I0807 14:24:45.287377 16281 logs.go:19] FLAG: --ldap.realm=""
I0807 14:24:45.287389 16281 logs.go:19] FLAG: --ldap.spn=""
I0807 14:24:45.287439 16281 logs.go:19] FLAG: --ldap.username="<user_name>"
I0807 14:24:45.287459 16281 logs.go:19] FLAG: --log_backtrace_at=":0"
I0807 14:24:45.287514 16281 logs.go:19] FLAG: --log_dir=""
I0807 14:24:45.287554 16281 logs.go:19] FLAG: --logtostderr="false"
I0807 14:24:45.287568 16281 logs.go:19] FLAG: --organization="ldap"

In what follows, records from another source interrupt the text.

PR #720, opened 2021-08-13
Max gas price check

0xKrishna:


helper/tx.go
```diff
@@ -72,8 +80,7 @@ func (c *ContractCaller) SendCheckpoint(signedData []byte, sigs [][3]*big.Int, r
 	auth, err := GenerateAuthObj(GetMainClient(), rootChainAddress, data)
 	if err != nil {
 		Logger.Error("Unable to create auth object", "error", err)
-		Logger.Info("Setting custom gaslimit", "gaslimit", GetConfig().MainchainGasLimit)
-		auth.GasLimit = GetConfig().MainchainGasLimit
```
ssandeep, line 76: What was this code doing? It's only the gas price that we are limiting through our config right, is there any change in the gas limit logic?

0xKrishna: In case of failure to create auth object, Earlier this code was creating one with MainchainGasLimit and ignoring the error, Hence even in case of error, the txn flow will go through. 

I had to remove it because we want the flow to return an error in case of high gas price (more than the limit), So I updated the code and returned the error from there instead of letting it go through.

ssandeep (approved):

I0807 14:24:45.287641 16281 logs.go:19] FLAG: --stderrthreshold="0"
I0807 14:24:45.287657 16281 logs.go:19] FLAG: --v="0"

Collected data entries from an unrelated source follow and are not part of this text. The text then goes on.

PR #730, opened 2021-10-04
add checkpoint-adjust

temaniarpit27:


checkpoint/handler.go
```diff
@@ -30,6 +32,54 @@ func NewHandler(k Keeper, contractCaller helper.IContractCaller) sdk.Handler {
...
+// handleMsgCheckpointAdjust adjusts checkpoint
+func handleMsgCheckpointAdjust(ctx sdk.Context, msg types.MsgCheckpointAdjust, k Keeper, contractCaller helper.IContractCaller) sdk.Result {
+	logger := k.Logger(ctx)
+	chainParams := k.ck.GetParams(ctx).ChainParams
+	params := k.GetParams(ctx)
+
+	checkpointBuffer, err := k.GetCheckpointFromBuffer(ctx)
+	if checkpointBuffer != nil {
+		logger.Error("checkpoint buffer", "error", err)
+		return common.ErrNoCheckpointFound(k.Codespace()).Result()
```
jdkanani, line 44:
```suggestion
		logger.Error("checkpoint buffer exists", "error", err)
		return common.ErrCheckpointBufferFound(k.Codespace()).Result()
```

checkpoint/handler.go
```diff
@@ -30,6 +32,54 @@ func NewHandler(k Keeper, contractCaller helper.IContractCaller) sdk.Handler {
...
+
+	root, start, end, _, _, err := contractCaller.GetHeaderInfo(msg.HeaderIndex, rootChainInstance, params.ChildBlockInterval)
+	if err != nil {
+		logger.Error("Unable to fetch checkpoint from rootchain", "error", err, "checkpointNumber", msg.HeaderIndex)
+		return common.ErrNoCheckpointFound(k.Codespace()).Result()
+	}
+
+	if checkpointObj.EndBlock == end && checkpointObj.StartBlock == start && bytes.Equal(checkpointObj.RootHash.Bytes(), root.Bytes()) {
+		logger.Error("Same Checkpoint in DB")
+		return common.ErrOldCheckpoint(k.Codespace()).Result()
```
jdkanani, line 67:
```suggestion
		return common.ErrCheckpointAlreadyExists(k.Codespace()).Result()
```

checkpoint/side_handler.go
```diff
@@ -32,6 +34,45 @@ func NewSideTxHandler(k Keeper, contractCaller helper.IContractCaller) hmTypes.S
...
+	root, start, end, _, _, err := contractCaller.GetHeaderInfo(msg.HeaderIndex, rootChainInstance, params.ChildBlockInterval)
+	if err != nil {
+		logger.Error("Unable to fetch checkpoint from rootchain", "error", err, "checkpointNumber", msg.HeaderIndex)
+		return common.ErrorSideTx(k.Codespace(), common.CodeOldCheckpoint)
+	}
+
+	if checkpointObj.EndBlock == end && checkpointObj.StartBlock == start && bytes.Equal(checkpointObj.RootHash.Bytes(), root.Bytes()) {
+		logger.Error("Same Checkpoint in DB")
+		return common.ErrorSideTx(k.Codespace(), common.CodeOldCheckpoint)
+	}
```
jdkanani, line 70: We have to check if `msg` has the same data as `root, start, end, _, _, err` because we will be saving `msg` in the post handler `PostHandleMsgCheckpointAdjust`

checkpoint/side_handler.go
```diff
@@ -124,6 +167,78 @@ func NewPostTxHandler(k Keeper, contractCaller helper.IContractCaller) hmTypes.P
...
+	if err != nil {
+		logger.Error("Unable to fetch rootchain contract instance", "error", err)
+		return common.ErrNoCheckpointFound(k.Codespace()).Result()
+	}
+
+	root, start, end, _, _, err := contractCaller.GetHeaderInfo(msg.HeaderIndex, rootChainInstance, params.ChildBlockInterval)
+	if err != nil {
+		logger.Error("Unable to fetch checkpoint from rootchain", "error", err, "checkpointNumber", msg.HeaderIndex)
+		return common.ErrNoCheckpointFound(k.Codespace()).Result()
+	}
```
jdkanani, line 204: This call shouldn't be here. We cannot call external sources from PostHandler, only in SideHandler. So we will check if msg is the same as data on Ethereum chain in Side handler and in PostHandler we will validate data same as Handler and store checkpointObj, that's it. 

```suggestion
```

checkpoint/types/msg.go
```diff
@@ -18,6 +18,46 @@ import (
 
 var _ sdk.Msg = &MsgCheckpoint{}
 
+// MsgCheckpointAdjust represents checkpoint adjust
+type MsgCheckpointAdjust struct {
+	HeaderIndex uint64 `json:"header_index"`
+}
```
jdkanani, line 24: This has to be the same as `MsgCheckpointAck` because we need to use msg value to store it in db in `MsgPostHandlerCheckpointAdjust`

```suggestion
// MsgCheckpointAdjust represents checkpoint adjust
type MsgCheckpointAdjust struct {
	From       types.HeimdallAddress `json:"from"`
	Number     uint64                `json:"number"`
	Proposer   types.HeimdallAddress `json:"proposer"`
	StartBlock uint64                `json:"start_block"`
	EndBlock   uint64                `json:"end_block"`
	RootHash   types.HeimdallHash    `json:"root_hash"`
	TxHash     types.HeimdallHash    `json:"tx_hash"`
	LogIndex   uint64                `json:"log_index"`
}
```

jdkanani (changes requested):

checkpoint/handler.go
temaniarpit27: changing errors already

checkpoint/handler.go
temaniarpit27: changing errors already

jdkanani:
Also, let's add test cases for this since it's very hard to test in testnet

checkpoint/side_handler.go
```diff
@@ -32,6 +34,39 @@ func NewSideTxHandler(k Keeper, contractCaller helper.IContractCaller) hmTypes.S
...
+	root, start, end, _, proposer, err := contractCaller.GetHeaderInfo(msg.HeaderIndex, rootChainInstance, params.ChildBlockInterval)
+	if err != nil {
+		logger.Error("Unable to fetch checkpoint from rootchain", "error", err, "checkpointNumber", msg.HeaderIndex)
+		return common.ErrorSideTx(k.Codespace(), common.CodeNoCheckpoint)
+	}
+
+	if msg.EndBlock == end && msg.StartBlock == start && bytes.Equal(msg.RootHash.Bytes(), root.Bytes()) && bytes.Equal(msg.Proposer.Bytes(), proposer.Bytes()) {
+		logger.Error("Same Checkpoint in DB")
+		return common.ErrorSideTx(k.Codespace(), common.CodeCheckpointAlreadyExists)
+	}
```
jdkanani, line 64: We want this to be the same. 


```suggestion
	if msg.EndBlock != end || msg.StartBlock != start || !bytes.Equal(msg.RootHash.Bytes(), root.Bytes()) && bytes.Equal(msg.Proposer.Bytes(), proposer.Bytes()) {
		logger.Error("Checkpoint on Rootchain is not same as msg")
		return common.ErrorSideTx(k.Codespace(), common.CodeCheckpointAlreadyExists)
	}
```

jdkanani (changes requested):

checkpoint/side_handler.go
temaniarpit27: ha ye sahi kr dia maine
testing ke waqt dekha

jdkanani:
@temaniarpit27  Please add test cases in side_handler_test.go too

ssandeep (approved):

I0807 14:24:45.287671 16281 logs.go:19] FLAG: --vmodule=""
Current Kubeconfig is backed up as /home/user/.kube/config.bak.2018-08-07T14-24.
Configuration has been written to /home/user/.kube/config
Testing
Let’s create RBAC for our user, let’s imagine that we want to give him a permission to view pods in the default namespace. In that case, our RBAC file should look like:
kind: Role
apiVersion: rbac.authorization.k8s.io/v1
metadata:
namespace: default
name: pod-reader
rules:
- apiGroups: [""] # "" indicates the core API group
resources: ["pods"]
verbs: ["get", "watch", "list"]
---
kind: RoleBinding
apiVersion: rbac.authorization.k8s.io/v1
metadata:
name: read-pods
namespace: default
subjects:
- kind: User
name: user # Name is case sensitive
apiGroup: rbac.authorization.k8s.io
roleRef:
kind: Role #this must be Role or ClusterRole
name: pod-reader # this must match the name of the Role or ClusterRole you wish to bind to
apiGroup: rbac.authorization.k8s.io
save this file as rbac.yaml and let’s apply it:
$ kubectl apply -f rbac.yaml
Let’s test everything:
# trying to get pods in the kube-system namespace
kubectl get po -n kube-system
Error from server (Forbidden): pods is forbidden: User "user" cannot list pods in the namespace "kube-system"
# trying to get pods in the default namespace
$ kubectl get po
NAME READY STATUS RESTARTS AGE
nginx-8586cf59-5bm9g 1/1 Running 0 1m
nginx-8586cf59-7lcxg 1/1 Running 0 1m
nginx-8586cf59-t252h 1/1 Running 0 1m
nginx-8586cf59-w7m2f 1/1 Running 0 1m
nginx-8586cf59-xffhn 1/1 Running 0 1m
As you can see we can view the pods only in the default namespace, the one that we’ve approved through RBAC file.
Outro
As you can see, you can integrate your Kubernetes cluster with LDAP pretty easy, it’s the matter of hours and the only problem there is to have the right set of LDAP server settings.